• _TASK GOAL_
Reproduce precisely the lines between the start of the data below and the line with "## Test coverage", both included.
- Opening Delimiter -
PR #2853, opened 2026-08-05
fix(permit): show unlimited approvals as "Unlimited"

fbwoolf:
Adds a `threshold` and `message: "Unlimited"` to the `value` field in the shared ERC-2612 permit descriptor (`ercs/eip712-erc2612-permit.json`), which every permit descriptor includes. Previously an unlimited approval rendered as a raw 78-digit number with no clear cue to the user.

The threshold uses `0x8000...0000` (2^255) to match the repo's existing convention (e.g. `registry/lido/calldata-stETH.json`).

## Test coverage

Every existing permit fixture used an ordinary finite amount. The largest was `2.5e23`, about 10^53 below the threshold, so no test reached the new branch. CI proved that nothing broke. It did not prove that "Unlimited" ever rendered.

`registry/permit/testsv2/eip712-permit-arbitrum-arb.tests.json` now carries a second case, with `value` set to `2^256 - 1`. Both runners render `Unlimited ARB`.

Negative control: revert `ercs/eip712-erc2612-permit.json` to master, and the new case fails with

```
expected "Unlimited ARB"
got      "115792089237316195423570985008687907853269984665640564039457.584007913129639935 ARB"
```

That string is the defect the audit reported.

## Closing list

This pull request closes 43 issues. Each keyword is repeated, because GitHub applies a closing keyword only to the reference that follows it directly.

**25 issues whose only finding is the missing `threshold`:**

Closes #2727
Closes #2731
Closes #2733
Closes #2736
Closes #2737
Closes #2743
Closes #2752
Closes #2754
Closes #2755
Closes #2758
Closes #2761
Closes #2767
Closes #2770
Closes #2774
Closes #2775
Closes #2776
Closes #2779
Closes #2781
Closes #2782
Closes #2785
Closes #2787
Closes #2789
Closes #2792
Closes #2793
Closes #2799

**18 issues that carry a second finding, an EIP-712 domain mismatch. #2856 (correct EIP-712 domains to match on-chain tokens) fixed that half on 2026-08-11, so this pull request clears the remainder:**

Closes #2728
Closes #2729
Closes #2734
Closes #2735
Closes #2738
Closes #2741
Closes #2744
Closes #2748
Closes #2763
Closes #2768
Closes #2771
Closes #2772
Closes #2773
Closes #2777
Closes #2778
Closes #2783
Closes #2791
Closes #2797

[...]

PR #2967, opened 2026-09-09
fix(swell): show unlimited allowances as "Unlimited"

### LINKED ISSUE #2815: Cyfrin Audit: [Swell - calldata-swell]
**Descriptor:** [registry/swell/calldata-swell.json](https://github.com/ethereum/clear-signing-erc7730-registry/blob/a2b33ffed92aab99cb9da2704610469a2588b520/registry/swell/calldata-swell.json)

**ERC-8176 descriptor hash:** `0x9aa2999776fbe9ed2f813ec603358c4781ccccb88e91ecd14acb26363971369c`

**1: `approve` / `increaseAllowance` have no `threshold`; an unlimited allowance renders as a raw number, not "Unlimited"**
**Severity:** Medium

**Description:** Unlimited token approvals are the highest-persistence permission a user grants, and dApps request them routinely. Without a `threshold`, the signer cannot recognize the unlimited case at a glance; it looks like an oddly large finite amount. `increaseAllowance` has the same gap.

**Recommended mitigation:** Change the affected descriptor entries as follows:

```diff
// registry/swell/calldata-swell.json:78
+// add to both amount params:
+"params": {
+"token": "$.metadata.constants.swellToken", // or "tokenPath": "@.to"
+"threshold": "0xffffffffffffffffffffffffffffffffffffffffffffffffffffffffffffffff",
+"message": "Unlimited"
+}
```

venugopalanvip:
Closes #2815 — Cyfrin audit, Medium.

`approve` and `increaseAllowance` on `calldata-swell.json` had no `threshold`, so `type(uint256).max` rendered as a 78-digit integer instead of `Unlimited`. An unlimited allowance is the highest-persistence permission a user can grant, and it should be recognisable at a glance rather than looking like an oddly large finite amount.

## The change

Adds `threshold` and `message` to the amount field of both formats. Two entries touched, nothing else.

## A deliberate deviation from the suggested diff

The issue's recommended mitigation uses `0xffff…ffff` (`type(uint256).max`). I used **`0x8000…0000` (2^255)** instead, for two reasons:

1. **It is the registry's established convention.** `ercs/eip712-erc2612-permit.json` — the shared file that #2853 used to clear 74 findings of this exact kind — uses 2^255, as do 15 other descriptors. Only 2 use a max-uint256-style value.
2. **It catches more of the real cases.** A threshold is a floor, not an equality check. At 2^255 an allowance that is effectively unlimited but not exactly `type(uint256).max` still renders as `Unlimited`; at max-uint256 it would display as a 78-digit number and the finding would remain open in practice.

Happy to switch to the literal value from the issue if reviewers prefer the audit text verbatim.

## `decreaseAllowance` deliberately left alone

It has the same missing `threshold`, but the audit did not flag it and I think that is right: an unlimited *decrease* clears an allowance rather than granting one, so `Unlimited` there would describe a safe action in the language used for a dangerous one.

## Test

Added a reference test built from a real mainnet unlimited approve — [`0x1b3e99df…`](https://etherscan.io/tx/0x1b3e99df256414854cddd9ab688554066e1c66e0494c50a6c172ad99031e5de5), an exact `type(uint256).max` approval:

| Test | Amount renders as |
|---|---|
| Approve spender (existing) | `0.25 rswETH` |
| Transfer Tokens (existing) | `0.8856 rswETH` |
| **Approve spender unlimited (new)** | **`Unlimited rswETH`** |

The two existing cases are finite and unaffected, so they also serve as a regression check that ordinary amounts still render normally.

## Validation

```
erc7730 lint registry/swell/calldata-swell.json   -> 0 errors
erc7730 format registry/swell/calldata-swell.json -> no issue found
```

Both files validate against `specs/erc7730-v2.schema.json` and `specs/erc7730-tests-v2.schema.json`. The formatter expanded the two edited entries to multiple lines — that is `erc7730 format`'s own output for the longer params, not a hand reformat.

### DIFF
--- a/registry/swell/calldata-swell.json
+++ b/registry/swell/calldata-swell.json
@@ -23,7 +23,16 @@
         "intent": "Approve spender",
         "fields": [
           { "label": "Spender", "format": "addressName", "params": { "types": ["wallet", "eoa", "contract"] }, "path": "#.spender" },
-          { "label": "Amount", "format": "tokenAmount", "path": "amount", "params": { "token": "$.metadata.constants.swellToken" } }
+          {
+            "label": "Amount",
+            "format": "tokenAmount",
+            "path": "amount",
+            "params": {
+              "token": "$.metadata.constants.swellToken",
+              "threshold": "0x8000000000000000000000000000000000000000000000000000000000000000",
+              "message": "Unlimited"
+            }
+          }
         ]
       },
       "batchAddToWhitelist(address[] _addresses)": {
@@ -75,7 +84,16 @@
         "intent": "Increase allowance",
         "fields": [
           { "label": "Spender", "format": "addressName", "params": { "types": ["wallet", "eoa", "contract"] }, "path": "#.spender" },
-          { "label": "Added Value", "format": "tokenAmount", "path": "#.addedValue", "params": { "tokenPath": "@.to" } }
+          {
+            "label": "Added Value",
+            "format": "tokenAmount",
+            "path": "#.addedValue",
+            "params": {
+              "tokenPath": "@.to",
+              "threshold": "0x8000000000000000000000000000000000000000000000000000000000000000",
+              "message": "Unlimited"
+            }
+          }
         ]
       },
       "removeFromWhitelist(address _address)": {
--- a/registry/swell/testsv2/calldata-swell.tests.json
+++ b/registry/swell/testsv2/calldata-swell.tests.json
@@ -22,6 +22,16 @@
         "owner": "Swell",
         "fields": [{ "label": "To", "value": "0x7e702F7A8299b51D3Eb0A3E8107Ce64f7D726966" }, { "label": "Amount", "value": "0.8856 rswETH" }]
       }
+    },
+    {
+      "description": "Approve spender unlimited - chain 1",
+      "rawTx": "0x02f86d016a8424eec95a84299c0bb483013c3894fae103dc9cf190ed75350761e95403b7b8afa6c080b844095ea7b300000000000000000000000040aa958dd87fc8305b97f2ba922cddca374bcd7fffffffffffffffffffffffffffffffffffffffffffffffffffffffffffffffffc0",
+      "txHash": "0x1b3e99df256414854cddd9ab688554066e1c66e0494c50a6c172ad99031e5de5",
+      "expected": {
+        "intent": "Approve spender",
+        "owner": "Swell",
+        "fields": [{ "label": "Spender", "value": "0x40aA958dd87FC8305b97f2BA922CDdCa374bcD7f" }, { "label": "Amount", "value": "Unlimited rswETH" }]
+      }
     }
   ]
 }


registry/swell/calldata-swell.json
```diff
@@ -75,7 +84,16 @@
...
         "fields": [
           { "label": "Spender", "format": "addressName", "params": { "types": ["wallet", "eoa", "contract"] }, "path": "#.spender" },
-          { "label": "Added Value", "format": "tokenAmount", "path": "#.addedValue", "params": { "tokenPath": "@.to" } }
+          {
+            "label": "Added Value",
+            "format": "tokenAmount",
+            "path": "#.addedValue",
+            "params": {
+              "tokenPath": "@.to",
+              "threshold": "0x8000000000000000000000000000000000000000000000000000000000000000",
```
marcocastignoli, line 86: This half of the finding has no test yet. When you add the `increaseAllowance` fixture for coverage, could it use an unlimited `addedValue`? A finite value would pass the coverage check but leave this threshold untested.

marcocastignoli (changes requested):
Requesting changes only because of the test coverage rule that landed after this branch was cut. The threshold change itself looks right.

What I checked:
- The new fixture's `rawTx` has the same `to` and calldata as mainnet transaction `0x1b3e99df…`, an exact `type(uint256).max` approval, and both runners render it as `Unlimited rswETH`.
- Using 2^255 instead of the audit's max-uint256 value is fine. It matches `ercs/eip712-erc2612-permit.json` and also catches allowances just below the maximum.
- Leaving `decreaseAllowance` alone is the right call, for the reason you gave.

**Blocking: test coverage.** The branch is 27 commits behind master, and its last CI run (2026-09-09) predates #2965. I ran master's `.github/scripts/check-selector-coverage.js` against this head, and it fails with 13 of 15 functions untested, the same list you posted. Please merge master and add the fixtures.

On your three questions, option 2 looks right to me:
- `allowance`: drop it from `display.formats`. It is a view function, so no signer ever sees it, and this PR changes the descriptor hash anyway.
- `burn` and `withdrawERC20`: give both an `intent` here, rather than writing fixtures around a missing one.
- `batchAddToWhitelist` / `batchRemoveFromWhitelist`: existing fixtures expect one field per array element, each with the same label. The "Merge artworks" case in `registry/feral-file/testsv2/calldata-feralfile-exhibition-v4_3-0.tests.json` shows the shape.

_Posted with Claude Code_

venugopalanvip:
Thanks — that is a genuinely useful review, and the three answers are what I needed. Taken option 2, in `5eeb6da`, on top of a merge of master.

**`allowance` dropped from `display.formats`.** Agreed on the reasoning: it is a view function, so no signer ever authorises it, and a fixture would have modelled a transaction nobody sends.

**`burn` and `withdrawERC20` given intents** — `Burn tokens` and `Withdraw ERC-20 token`. They were the only two formats in the file without one; every format now has an intent.

**Thirteen fixtures** for the twelve remaining functions. The extra one is a second `increaseAllowance` at `type(uint256).max`, so the threshold this PR adds is exercised rather than only declared:

```
Increase allowance unlimited     Added Value = Unlimited rswETH
```

The two array functions follow the shape you pointed at — one field entry per element, repeating the label:

```
Add several to whitelist   Addresses = 0x7e70…6966
                           Addresses = 0x40aA…cD7f
```

**Coverage now passes:** `13 of 15 function(s) have no test` becomes `0 of 14`.

Two notes on what I did **not** touch, so they are on the record rather than silently left:

- `depositViaDepositManager` renders `#._amount` with the native `amount` format, so its fixture expects `2 ETH` for what is an rswETH-denominated argument. That looks wrong to me in the same way the Lombard fee did, but it is a separate finding from this PR's `threshold` change and I did not want to widen the diff while you are unblocking it. Happy to open it separately.
- `decreaseAllowance` still has no `threshold`, deliberately, for the reason in the original description — lowering an allowance to a huge number is not an unlimited approval.

The rest of the branch is unchanged: same two `threshold` additions, same rationale for 2^255 over max-uint256.

marcocastignoli (approved):
Approving. 5eeb6da settles everything from my previous review:

- `Check test coverage` passes: each of the 14 remaining formats has a test, and `allowance` is gone.
- The new "Increase allowance unlimited" case renders `Unlimited rswETH`, so the second half of the finding is tested too.
- `burn` and `withdrawERC20` have intents, and the two whitelist batch cases follow the repeated-label shape.

I also checked the formats that still render raw integers (`Min Rsw ETH` in `depositViaDepositManager` and the three `reprice` fields). They are fine to leave: in `RswETH.sol` the first reverts unless the caller is the DepositManager contract, and `reprice` needs the REPRICER role, so no user signs either.

_Posted with Claude Code_

venugopalanvip:
A correction to my previous comment, since I put a claim on the record that turns out to be wrong.

I said `depositViaDepositManager` renders `#._amount` with the native `amount` format and that this "looks wrong in the same way the Lombard fee did". I had not checked the contract. `IrswETH.sol`, in the Sourcify match of the implementation behind the proxy at `0x4796d939…2362`, documents it:

```solidity
/**
 * @dev Called when a user deposits a LST into the deposit manager.
 * @param _amount The amount of ETH to mint rswETH for.
 * @param _to The address to mint rswETH for.
 * @param _minRsweTH The minimum amount of rswETH to mint.
 */
function depositViaDepositManager(uint256 _amount, address _to, uint256 _minRsweTH) external;
```

`_amount` is ETH-denominated, so `"format": "amount"` is correct and the fixture's `2 ETH` is right. My apologies for the noise.

The field that *is* wrong is the next one down: `_minRswETH` is "the minimum amount of rswETH to mint" and renders as `raw`, so the fixture I added expects `1900000000000000000` where it should read `1.9 rswETH`. That is the same class as the `assets` fields in Morpho Blue (#3009), and the swell descriptor already has `$.metadata.constants.swellToken` to point a `tokenAmount` at.

I have deliberately **not** folded it into this branch — you are blocking only on coverage and the branch is green now, so widening it again would not help. Happy to send it as its own PR once this merges, or to add it here if you would rather it went in together.

PR #2976, opened 2026-09-10
ci: show the rendered fields and the declared format of each passing case in the results comment

### LINKED ISSUE #2966: clearsig-ci: include rendered output and field formats of passing tests in the PR results comment
## Problem

Reviewing a descriptor PR today means reading two files side by side: the descriptor JSON (which declares each field's `format`, its `params` and the `intent` / `interpolatedIntent` template) and the `testsv2/*.tests.json` file (which holds the raw transaction and the expected rendered output). The test files are long, the `rawTx` blobs push the interesting `expected` blocks far apart, and the descriptor's field definitions are often behind `$ref` / includes. Getting a quick overview of "which format is applied to which field, and what does it actually render as" requires jumping between both files for every case, which is slow and error-prone.

## Current behaviour

`clear-signing-tests-results.yml` already posts a `## Clear Signing Tests` comment on the PR. It contains a compact status table (one row per test case, one ✅/❌ column per implementation) and a `<details>` block with **Expected** / **Got** JSON only for cases that did not pass. A passing case is shown as a bare ✅, so the comment tells the reviewer that the descriptor and the test agree, but nothing about *what* they agree on.

## Proposal

Extend the results comment so that successful tests also surface their rendered output, joined with the descriptor's field definitions, in a form that can be read at a glance. For every affected descriptor, add a collapsed `<details>` section per test case with:

- the `intent` declared in the descriptor, the `interpolatedIntent` template if there is one, and the rendered `interpolatedIntent` produced by the runner
- one table row per rendered field: the field label, the `format` from the descriptor (plus the relevant `params`, e.g. `tokenPath`, `types`, `sources`), the `path`, and the rendered value

Mockup for one case:

<details>
<summary>✅ ekubo/calldata-Ve33Periphery · Stake tokens · <code>sourcify</code></summary>

**Intent:** `Stake` · **Template:** `Stake {amount}` · **Rendered:** `Stake 1,250 EKUBO`

| Label | Format | Params | Path | Rendered |
| --- | --- | --- | --- | --- |
| Amount | `tokenAmount` | `tokenPath: token` | `amount` | `1,250 EKUBO` |
| Beneficiary | `addressName` | `types: [eoa, wallet]`, `sources: [local, ens]` | `recipient` | `0x1F5e…05ee` |
| Lock duration | `duration` | | `duration` | `4 weeks` |
| Data | `raw` | | `data` | `0x` |

</details>

With that in the comment, a reviewer can check in a few seconds whether a raw `uint256` was left as `raw` instead of `tokenAmount`, whether an address field is missing `addressName`, or whether the interpolated intent reads naturally with real values, without opening either file.

## Implementation notes

- The rendered output is already available: `results.json` from `run-sourcify-tests` / `run-rust-tests` carries `cases[].rendered` with `intent`, `interpolatedIntent`, `owner` and `fields[{label, value}]`, and the `pr-context` artifact carries the test files. What is missing in the results job is the descriptor itself, so `detect-tests` should also copy the affected descriptors into `pr-context` (ideally resolved through `resolve-erc7730-includes.js`, so `$ref` and `includes` are already expanded).
- `renderedOutput.fields` is ordered like the descriptor's `fields`, per `erc7730-tests-v2.schema.json`, so rendered fields can be zipped with descriptor fields by position. Calldata-formatted fields nest recursively, so the table needs one level of indentation or a nested sub-table.
- The comment body is capped at 60000 characters. Each case should be collapsed by default, and above the cap the per-case sections should be dropped in favour of a link to the run, or written to `$GITHUB_STEP_SUMMARY` instead, keeping the status table intact.
- Only successful tests need this. Failing cases already show Expected / Got, so the new section should not duplicate them.

Related: #2957 (make CI more descriptive).

*Posted with Claude Code*

marcocastignoli:
Closes #2966.

## What changes

The Clear Signing Tests comment is now built by `.github/scripts/render-test-results.js` from the `pr-context` artifact, the runner artifacts and the test coverage report added in #2965, instead of inline in `clear-signing-tests-results.yml`. The github-script step only finds the pull request and upserts the comment. The script is checked out from the default branch, so a fork cannot change it.

For every case that passed, the comment adds a collapsed **Rendered fields** section: the rendered label and value of each field, nested calldata indented under its parent, followed by the display format of the function exactly as the descriptor declares it, with includes resolved and `$ref` left as they are. A reviewer checks a descriptor without opening the test file and the descriptor side by side. The status table, the Expected/Got blocks of failing cases, the missing-test block and the coverage block are unchanged.

## results.json

Two keys are added to the runner output, documented in `.github/test-runner-docs/README.md` and both examples:

- `descriptor`: the path of the descriptor under test, relative to the repository root.
- `cases[].format`: the `display.formats` key the implementation matched, the function signature or the EIP-712 primary type. Required on `pass` and `fail`, like `rendered`.

The renderer looks both up directly. It only follows descriptor paths of the shape `registry/<entity>/<name>.json`, so a runner cannot point outside the pull request context. Until the runners emit the keys, the section says that the runner did not report them; everything else in the comment keeps working from the artifact file name.

The pull request context now carries each affected descriptor with its includes resolved, stored under its repository path.

### DIFF
--- a/.github/scripts/render-test-results.js
+++ b/.github/scripts/render-test-results.js
@@ -23,8 +23,7 @@
  * test file and the descriptor side by side.
  *
  * Every input can come from a fork, so every string that lands in the comment
- * goes through text(), cell() or block(). To preview the comment locally, see
- * .github/test-runner-docs/README.md.
+ * goes through text(), cell() or block().
  */
 
 const fs = require('fs');
--- a/.github/scripts/render-test-results.js
+++ b/.github/scripts/render-test-results.js
@@ -1,0 +1,367 @@
+#!/usr/bin/env node
+/**
+ * Renders the "Clear Signing Tests" comment that clear-signing-tests-results.yml
+ * writes on a pull request, from the artifacts of one clear-signing-tests.yml
+ * run: the pr-context artifact (context.json, the test files and the resolved
+ * descriptors), the results__* artifacts of the runners and, when given, the
+ * test-coverage artifact (coverage.json, the report of check-test-coverage).
+ *
+ * Usage: node render-test-results.js --context <pr-context dir> --artifacts <results dir> [--coverage <test-coverage dir>]
+ *
+ * The run itself comes from the environment, because a fork cannot change the
+ * workflow_run event: RUN_URL, TESTED_SHA, COMMIT_URL, RUN_STARTED_AT and
+ * RUN_COMPLETED_AT. Writes the comment body to stdout. An empty body means
+ * that the workflow must remove the comment, because no descriptor was
+ * affected.
+ *
+ * The comment holds a status table with one column per implementation, the
+ * expected and the rendered output of every case that did not pass, and, for
+ * every case that passed, the rendered fields next to the display format that
+ * the descriptor declares for the function, as it is. The runner names the
+ * descriptor file in `descriptor` and the function in the `format` key of the
+ * case. The last part lets a reviewer check a descriptor without reading the
+ * test file and the descriptor side by side.
+ *
+ * Every input can come from a fork, so every string that lands in the comment
+ * goes through text(), cell() or block(). To preview the comment locally, see
+ * .github/test-runner-docs/README.md.
+ */
+
+const fs = require('fs');
+const path = require('path');
+const { parseArgs } = require('util');
+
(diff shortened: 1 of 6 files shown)


kuzdogan:
I'm closing this as it's superseded by #2997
- Closing Delimiter -
• _ANSWER SECTION_
PR #2853, opened 2026-08-05
fix(permit): show unlimited approvals as "Unlimited"

fbwoolf:
Adds a `threshold` and `message: "Unlimited"` to the `value` field in the shared ERC-2612 permit descriptor (`ercs/eip712-erc2612-permit.json`), which every permit descriptor includes. Previously an unlimited approval rendered as a raw 78-digit number with no clear cue to the user.

The threshold uses `0x8000...0000` (2^255) to match the repo's existing convention (e.g. `registry/lido/calldata-stETH.json`).

## Test coverage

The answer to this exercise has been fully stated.